Understanding the Legal Requirements
Once you’ve chosen the most suitable type of company for your business, the next step is to understand and comply with the basic requirements for its incorporation, which are similar across many Latin American countries.
Establish a Legal Domicile
Your business must establish an address in order to determine its jurisdiction of origin and the tax and legal regulations applicable to it. The address is important for all official communications between the business and local authorities.
It’s helpful – and often mandatory – to appoint a person to act as the legal representation of the company. This person can make decisions on behalf of the business, based on its best interests. A legal representative can sign documents for the company, and makes sure all legal requirements are met in the eyes of local authorities. In case of a dispute the legal representative will be the voice of the company.
It’s important to note that legal representative position usually coincides with that of the Director, Manager or Administrator of the company. However, in some cases they can be separated, and be exercised by different individuals. You can outsource your legal representation, which can be beneficial in that local experts have a greater understanding of the country’s legal compliance requirements.
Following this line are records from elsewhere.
PR #1587, opened 2017-05-10
CA-250234 - XenCenter hit with NullReferenceException at HAPage

letsboogey:

### DIFF
--- a/XenAdmin/TabPages/HAPage.cs
+++ b/XenAdmin/TabPages/HAPage.cs
@@ -198,7 +198,7 @@ namespace XenAdmin.TabPages
                 else
                 {
                     //CA-250234 no need to rebuild HA page if we lost connection to the pool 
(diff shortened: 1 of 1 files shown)


XenAdmin/TabPages/HAPage.cs
```diff
@@ -197,6 +197,10 @@ private void Rebuild()
                 }
                 else
                 {
+                    //CA-250234 no need to rebuild HA page if we lost connection to the pool 
+                    if (pool.Connection == null)
```
MihaelaStoica: This is not enough here, as Connection can be non-null but acually not connected. I suggest:
'if (connection == null || connection.Session == null || !connection.IsConnected)'

letsboogey: Thanks for the review, I have made the check more robust

PR #1588, opened 2017-05-11
CA-249849 - Using arrows to select license in license manager are the…

letsboogey:
… wrong way

### DIFF
--- a/XenAdmin/Dialogs/AssignLicenseDialog.resx
+++ b/XenAdmin/Dialogs/AssignLicenseDialog.resx
@@ -247,7 +247,7 @@
     <value>304, 23</value>
   </data>
   <data name="licenseServerNameTextBox.TabIndex" type="System.Int32, mscorlib">
-    <value>2</value>
+    <value>1</value>
   </data>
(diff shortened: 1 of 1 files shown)


kc284:
This change is ok and does work; a small improvement would be to start the radio button indices from 0. The tab indices do not need to be unique in the main control they appear, but rather in the container where they sit. 
One way to check this is open the designer and click View>Tab Order on the menu item and then click on the radio button: Visual Studio will assign automatically the tab index.

letsboogey:
Thanks for the review and Visual Studio tip @kc284 , i'll make that improvement and update the PR

XenAdmin/Dialogs/AssignLicenseDialog.resx
```diff
@@ -685,7 +685,7 @@
     <value>525, 201</value>
   </data>
   <data name="editionsGroupBox.TabIndex" type="System.Int32, mscorlib">
-    <value>2</value>
+    <value>0</value>
```
kc284: This should stay 2 because the Groupbox sits inside the main container and there is the top label and the server planel before it.

letsboogey: Done!

PR #1591, opened 2017-05-11
CA-205187 - L10n: JA/SC: The websites are not shown as hyperlink on t…

letsboogey:
…he “Health Check Privacy Statement” window


kc284:
Not stated on the ticket, but when I tested this and attempted to launch the privcay statement from the HealthCheckSettingsDialog I noticed that the tab order of the contols at the top, namely LinkLabel, Cehckbox and schedule panel, is wrong.

kc284:
I've tested the changes; they are ok with me. @letsboogey will you add a new commit about the above comment or would you like a different ticket?

letsboogey:
@kc284 I will fix the tab order and update this pr thanks

PR #1592, opened 2017-05-12
CA-252923: Update apply on slave host fails with pool_patch or pool_update not found

GaborApatiNagy:
In rare cases, the GetMaster could return null, causing the update progress to fail with "Pool_patch or Pool_update not found". (when the Cache hasn't been populated by the execution gets here)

All Latin American countries allow shareholders who are natural or legal persons, local or foreign of the country where the company will be incorporated. They do require that they’re registered before establishing your company. That is, they must previously obtain a tax identification number in order to be considered a shareholder of the local company.
The process of registration of shareholders varies widely, both in terms of duration and requirements between the different countries in the region, and the type of person (physical or legal). It’s highly recommended you seek local advice on the specific process for your chosen country.
Having already determined your business activity, and it legal and human composition, you must then determine the social capital. Essentially, this is the capital that will be invested in your commercial intentions or project. This capital legally serves as a guarantee to third parties of how far the company will be able to respond in case of debts or liabilities.
A small social capital will not facilitate a large investment and may not be attractive to third parties looking at partnering with the company, based on confidence in the business’ financial security. However, all legal systems allow the reform of social capital agreements after the company’s formation, to adapt it to what is available.
In general, most countries require that, at the time of the incorporation of the company, 25% of the share capital be integrated (deposited), the remaining being integrated within the next two years. With this, it will not be necessary to have all the capital to invest at the time of the formation.
Open a Bank Account
You’ll most likely need to open a corporate bank account, no matter where in Latin America you’re choosing to set up. This enables customers to pay for goods and services, and for you to pay suppliers, staff and government authorities as required. Keeping your personal and business funds separate avoids confusion and maintains professionalism. On top of that, accounting and invoicing processes will be much easier for your company.
In many cases, you’ll need to meet a minimum opening balance, and identify a guarantor responsible for the account.
Seek Guidance As You Go
Thankfully, many countries in Latin America share commercial similarities in how they facilitate business incorporation. However, vastly different economic and political climates do mean that countries’ incorporation ecosystems also possess particularities that are crucial to pay attention to.
More often than not, seeking local legal guidance is a surefire way to safeguard your company from compliance failure, financial penalties, or even delayed registration and incorporation times. Latin American countries foster comprehensive local expertise that you can lean on to ensure your business starts off on the right foot.